# Beliebige Dateiinformationen auslesen z.B. Letzter Zugriff



## Screaper (26. Sep 2006)

Guten Tag,

ich suche eine Methode, mit der ich beliebige Dateien nach Informationen abfragen kann. 

Konkret interessieren mich folgende Daten:

Datei Name, Größe, Erstellt am (Datum, Uhrzeit) , geändert am (Datum Uhrzeit) , letzter Zugriff (Datum Uhrzeit), Dateiformat (z.B. .exe oder .doc).

Hat jemand einen Vorschlag?

Vielen Dank


----------



## Leroy42 (26. Sep 2006)

Alles in der Klasse java.io.File


----------



## Screaper (26. Sep 2006)

Danke für deine schnelle Antwort, aber da war ich schon, und da gibt es nur lastModified().

Was ich benötige ist: Hier ein Beispiel: 

c:\test.vmm

Wenn ich das als Parameter übergebe, möchte ich folgende ausgabe erhalten:

name: test         typ:vmm      Size:  53471Byte 
erstellt am: 01.02.2004 11:42:32 
modified am: 04.04.2005 03:10:37  
letzter zugriff:  30.08.2006 20:55:31


Ich denke mir schon, dass es keine feritge Methode dieser art gibt, aber es muss doch irgendwie möglich sein, wenigstens die einzelnen daten auszulesen.
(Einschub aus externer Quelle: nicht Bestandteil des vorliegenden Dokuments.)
Issue #1451, opened 2022-09-15
Don't close prompts if there is an error


bumi:
### Describe the bug

Currently we always close the prompts. This means users can not see potential error messages. 
if there is an error we should not close the prompt.

Example:
https://github.com/getAlby/lightning-browser-extension/blob/master/src/app/screens/LNURLWithdraw/index.tsx#L72

but this probably applies to the other prompts, too.

### To Reproduce

Try to withdraw from lnmarkets less than 1000sats

### Alby information

- Alby Version: [e.g. 1.15.1]

PR #1452, opened 2022-09-15
fix(lnurlwithdraw): display error on prompt #1451

escapedcat:
#### Other LNURLActions

- LNURLAuth: aligning error-handling with other LNURLActions
- LNURLChannel: is already taking care of this
- LNURLPay: is already taking care of this

### Link this PR to an issue

#1451

### How has this been tested?

Tested with LNMarkets (see screenshot)

### DIFF
--- a/src/app/screens/LNURLAuth/index.tsx
+++ b/src/app/screens/LNURLAuth/index.tsx
@@ -7,7 +7,6 @@ import { useState } from "react";
 import type { MouseEvent } from "react";
 import { useTranslation } from "react-i18next";
 import { useNavigate } from "react-router-dom";
-import { toast } from "react-toastify";
 import ScreenHeader from "~/app/components/ScreenHeader";
 import { useNavigationState } from "~/app/hooks/useNavigationState";
 import { USER_REJECTED_ERROR } from "~/common/constants";
@@ -29,6 +28,7 @@ function LNURLAuth() {
   });
 
   const [successMessage, setSuccessMessage] = useState("");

Zusammenbauen kann ich mir das dann ja selbst.


----------



## Leroy42 (26. Sep 2006)

Da nicht alle, von Java unterstützten, Betriebssysteme diese
Informationen anbieten, kann Java sie auch nicht anbieten.

Dies geht nur BS-spezifisch mit JNI


----------



## Roar (26. Sep 2006)

name: getName()
größe: length()
letzte änderung: lastModified()
erstellt am und letzter zugriff gibts nicht in allen dateisystemen, deshalb auch nicht in File
einen dateityp gibt's nicht, ich kann auch eine exe datei ....txt nennen. wenn du den echten typ haben willst, musst du in die datei reingucken ansonsten halt gucken welche endung sie hat (getName())


----------